Task to carry out: Return the lines below that contain "then".

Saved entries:
┄┄┄┄┄┄┄┄┄┄
PR #213, opened 2026-07-14
vmd: treat a socket as ready only once it accepts connections

meAmitPatil:
A unix socket file appears at bind(), but connect() is refused until listen(). The launch readiness check treated file existence as readiness, so under a concurrent burst — where scheduler pressure stretches the normally sub-microsecond bind→listen gap to milliseconds — the very first API call could land in the gap, get connection refused, and fail the whole launch. A small fraction of burst creates failed this way.

The fix: waitForSocket now has a connectability phase after file existence, and the same policy covers every spawn site — template-builder's stat-only copy is deleted in favor of the exported WaitForAPISocket.

Shape of the connect phase, each rule load-bearing:
- ONLY a refused connection is waited out (the gap, or a dead process's lingering socket). Any other error — ENOENT from a teardown race, ENOTSOCK — surfaces immediately with the true errno, preserving fast failure.
- The wait is capped at 1s past file-appearance: a firecracker that bound and then died also refuses, and must fail in bounded time rather than spinning the caller's full budget.
- It is floored at 250ms so a socket appearing at the edge of the file budget still gets a real chance to reach listen() — a bounded overrun of the nominal timeout, never a cliff.
- Fast path: one successful connect+close (tens of microseconds). Error texts keep the actual budget for log greppability.

Tests reproduce the exact race with bind()-without-listen() sockets: the gap is waited out, a never-listening socket fails within the cap, and a non-refused error fails fast.

### DIFF
--- a/internal/vm/manager.go
+++ b/internal/vm/manager.go
@@ -2692,27 +2692,41 @@ func (m *Manager) resolveAndSetPID(vmID string) {
 // at bind(), and a connect() in the bind()→listen() gap is refused.
 func waitForSocket(path string, timeout time.Duration) error {
 	deadline := time.Now().Add(timeout)
-	if err := waitForSocketFile(path, deadline); err != nil {
+	if err := waitForSocketFile(path, deadline, timeout); err != nil {
 		return err
 	}
-	return waitForSocketConnectable(path, deadline)
+	// The connect phase gets its own bounded window from file-appearance:
+	// capped at 1s so a process that bound and then died fails fast (its
+	// socket refuses just like the gap does), floored at 250ms so a socket
+	// appearing at the edge of the file budget still gets a real chance to
+	// reach listen() — a bounded overrun of the nominal timeout.
+	connWindow := min(time.Until(deadline), time.Second)
+	connWindow = max(connWindow, 250*time.Millisecond)
+	return waitForSocketConnectable(path, time.Now().Add(connWindow))
+}
+
+// WaitForAPISocket is the exported readiness wait for a firecracker API
+// socket: file existence AND accepting connections. For use by every
+// spawn site, in and out of this package.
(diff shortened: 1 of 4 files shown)


awille-ai (approved):
Reviewed with the same security/correctness/scalability bar. I did not find any critical or high-severity issues, so I’m approving.

The implementation closes the actual bind-before-listen race rather than treating socket-file existence as readiness, applies the same readiness helper to the template-builder path, retries only ECONNREFUSED, bounds the post-appearance wait, and preserves fast failure for teardown/type/permission errors. The tests exercise the listening fast path, delayed listen, never-listening cap, and non-refused fast-failure behavior. CI is green.

One minor residual consideration: `net.Dial("unix", path)` itself has no explicit per-attempt deadline

pavitrabhalla (approved):

internal/vm/manager.go
```diff
@@ -2686,21 +2687,46 @@ func (m *Manager) resolveAndSetPID(vmID string) {
...
+	if err := waitForSocketFile(path, deadline, timeout); err != nil {
+		return err
+	}
+	// The connect phase gets its own bounded window from file-appearance:
+	// capped at 1s so a process that bound and then died fails fast (its
+	// socket refuses just like the gap does), floored at 250ms so a socket
+	// appearing at the edge of the file budget still gets a real chance to
+	// reach listen() — a bounded overrun of the nominal timeout.
+	connWindow := min(time.Until(deadline), time.Second)
+	connWindow = max(connWindow, 250*time.Millisecond)
```
pavitrabhalla, line 2887: We have too many values now that are hardcoded numbers like this. Let's consolidate all of these into a shared constants file, so we can take a holistic view at how different numbers are playing together.

meAmitPatil: Sure, will do this as a follow up.

PR #215, opened 2026-07-14
vmd: inherit the gRPC listener from a systemd socket unit

meAmitPatil:
A vmd restart (deploys, mostly) closes its gRPC listener, so connections arriving during the swap get connection refused until the new process binds. The control plane retries through that window, but requests arriving early in a slow drain can outlive the retry budget, and non-retrying clients see hard failures.

Socket activation removes the refused window at the source: a systemd socket unit owns the listening fd, so it survives vmd restarts — connections arriving mid-deploy queue in the kernel accept backlog and are accepted by the fresh vmd within a second (it serves before reattach, behind the retriable startup gate). The canonical graceful-restart pattern.

Mechanics:
- vmd inherits the listener via sd_listen_fds when present; with no socket unit (dev, tests, unmigrated hosts) it binds directly, exactly as before — the code is inert until the unit is installed, which makes rollout and rollback a unit-file operation per host.
- The service unit Requires/After the socket unit, so a plain systemctl restart handles even the first-time migration: the stop releases the directly-bound port, the dependency start binds the socket, the service inherits it.
- The deploy script ships and enables the socket unit; the restart flow is unchanged.

In-flight gRPC streams still terminate on restart (retried by their callers); this makes new connections seamless, not existing ones.

### DIFF
--- a/.github/workflows/deploy-vmd.yml
+++ b/.github/workflows/deploy-vmd.yml
@@ -31,6 +31,7 @@ on:
       - 'internal/db/**'
       - 'internal/secretsproxy/**'
       - 'deploy/superserve-vmd.service'
+      - 'deploy/superserve-vmd.socket'
       - 'deploy/superserve-secretsproxy.service'
       - 'deploy/firecracker@.service'
       - 'deploy/firecracker-netns@.service'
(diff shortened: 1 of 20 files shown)


meAmitPatil:
Right — added deploy/superserve-vmd.socket to the workflow path filter, so socket-unit-only changes trigger the deploy instead of silently drifting until the next unrelated vmd change.

pavitrabhalla (approved):

PR #216, opened 2026-07-15
Aw/metrics fix

awille-ai:
## Summary
Add the production/us-central1 infrastructure needed for OpenTelemetry metrics collection without enabling API OTLP export yet.

## Resources changed
- Production central firewall rule allowing Cloud Run connector traffic to the VMD host on OTLP ports `4317` and `4318`
- `superserve-vmd` network tag on the production central sandbox host
- `roles/monitoring.metricWriter` bound to the existing production host service account
- Production Cloud Monitoring dashboards rendered from shared `templatefile()` sources
- OTEL collector workflow support for manual deployment to production/us-central1

## Production host selector used by the workflow
- `labels.component=vmd AND labels.environment=production AND labels.region=us-central1`

## Expected Terraform changes
- Create the OTLP ingress firewall rule
- Update the production sandbox host tags
- Bind `roles/monitoring.metricWriter` to the existing production host service account
- Create/update the production observability dashboards from the checked-in templates

## Collector deployment behavior
- Uses the GitHub production environment for the production job
- Still downloads the pinned collector binary on the GitHub runner
- Selects the remote architecture, SCPs the matching artifact, installs the config and systemd unit, and validates health/self-metrics
- Writes the production project and zone into `/etc/sandbox/otel/collector.env`
- Keeps staging deployment behavior working

## Manual verification
- `terraform fmt -recursive`
- `cd infra/envs/production/us-central1 && terraform init`
- `terraform validate`
- `terraform plan`
- `python3 -m py_compile .github/workflows/scripts/deploy-otel-collector.py`
- Confirm collector health with `curl -sf http://127.0.0.1:13133/`
- Confirm collector self-metrics with `curl -sf http://127.0.0.1:8888/metrics | grep '^otelcol_'`

## Notes
- Production application metrics remain disabled; this PR only adds the infrastructure and collector path needed for metrics collection later.


infra/envs/production/us-central1/main.tf
```diff
@@ -97,6 +109,18 @@ module "iam" {
       account_id   = "superserve-api-runner"
       display_name = "Superserve API Cloud Run Service Account"
     }
+    (local.vmd_sa_key) = {
+      account_id   = "superserve-vmd-host"
+      display_name = "Superserve VMD Host Service Account"
+    }
+  }
+  project_bindings = {
+    production_host_metric_writer = {
```
awille-ai, line 114: These production JSON files are near-duplicates of the staging dashboards with only the display name and `environment` matcher changed. The `environment` module input does not automatically interpolate inside `file(...)`, but we can avoid maintaining two copies by making the dashboard files templates and loading them with `templatefile(..., { environment = local.environment, environment_title = title(local.environment) })`. Otherwise every panel/query/layout change has to be kept synchronized across two files, and they are likely to drift. Could we

awille-ai (commented):
I found two issues worth addressing before this is merged: the production dashboard copies will drift from staging, and the production workflow currently deploys staging first.

.github/workflows/deploy-otel-collector.yml
```diff
@@ -40,3 +49,33 @@ jobs:
           OTEL_COLLECTOR_PROJECT: ${{ vars.GCP_PROJECT }}
         run: |
           python3 .github/workflows/scripts/deploy-otel-collector.py
+
+  deploy-production:
+    if: github.event_name == 'workflow_dispatch' && github.event.inputs.environment == 'production'
+    needs: [deploy-staging]
+    runs-on: ubuntu-latest
+    environment: production
```
awille-ai, line 57: This still makes a production dispatch run the staging deployment first. `deploy-staging` has no condition, so choosing `environment=production` executes staging, then production waits

awille-ai (commented):
The dashboard duplication issue is fixed cleanly with `templatefile()`. I found two remaining deployment issues and one service-account compatibility concern to address before applying this to production.

.github/workflows/deploy-otel-collector.yml
```diff
@@ -40,3 +50,32 @@ jobs:
           OTEL_COLLECTOR_PROJECT: ${{ vars.GCP_PROJECT }}
         run: |
           python3 .github/workflows/scripts/deploy-otel-collector.py
+
+  deploy-production:
+    if: github.event_name == 'workflow_dispatch' && github.event.inputs.environment == 'production'
```
meAmitPatil, line 54: This can deploy straight to production without staging ever running: the two `if`s are mutually exclusive, so a production dispatch skips `deploy-staging` entirely, and there's no `needs: [deploy-staging]` to gate this job.

That's a departure from every other deploy workflow in the repo — `deploy-vmd.yml` and `deploy-proxy.yml` both have `needs: [deploy-staging]` on their production jobs, and `deploy-api.yml` documents the policy in its header:

> Production NEVER deploys without staging first — whether the trigger is a push, a dispatch, or a forced production run. Selecting "production" does not skip staging; it just promises to run production afterward.

As written, a production dispatch also actively excludes staging, so the staging and production collector versions can drift — exactly the hazard that header calls out.

Suggestion: drop the `environment == 'staging'` arm from the staging job's `if` (let it always run) and add `needs: [deploy-staging]` here, matching the other workflows. If a direct-to-production escape hatch is deliberate for the collector, a header comment saying why would save the next person from "fixing" it.

.github/workflows/deploy-otel-collector.yml
```diff
@@ -14,6 +23,7 @@ on:
 
 jobs:
   deploy-staging:
+    if: github.event_name == 'push' || github.event.inputs.environment == 'staging'
```
meAmitPatil: Not new in this PR, but since you're touching this job: the bot flagged on #185 that `VMD_LABEL: ${{ vars.VMD_LABEL }}` exports an empty string when the Actions variable is unset, which defeats the `component=vmd` default in the deploy script and produces a malformed `labels.` filter. The new production job dodges this by hardcoding `VMD_FILTER`, but staging still carries it. Cheap to fix while you're in here — either drop the env line or have the script treat empty as unset. Fine as a follow-up too.

meAmitPatil (commented):
Dashboards and the Terraform wiring look good — the SA/tag/firewall pieces line up. One real concern on the workflow gating, plus an optional drive-by.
┄┄┄┄┄┄┄┄┄┄
Completed exercise:
- The wait is capped at 1s past file-appearance: a firecracker that bound and then died also refuses, and must fail in bounded time rather than spinning the caller's full budget.
+	// capped at 1s so a process that bound and then died fails fast (its
+	// capped at 1s so a process that bound and then died fails fast (its
awille-ai, line 57: This still makes a production dispatch run the staging deployment first. `deploy-staging` has no condition, so choosing `environment=production` executes staging, then production waits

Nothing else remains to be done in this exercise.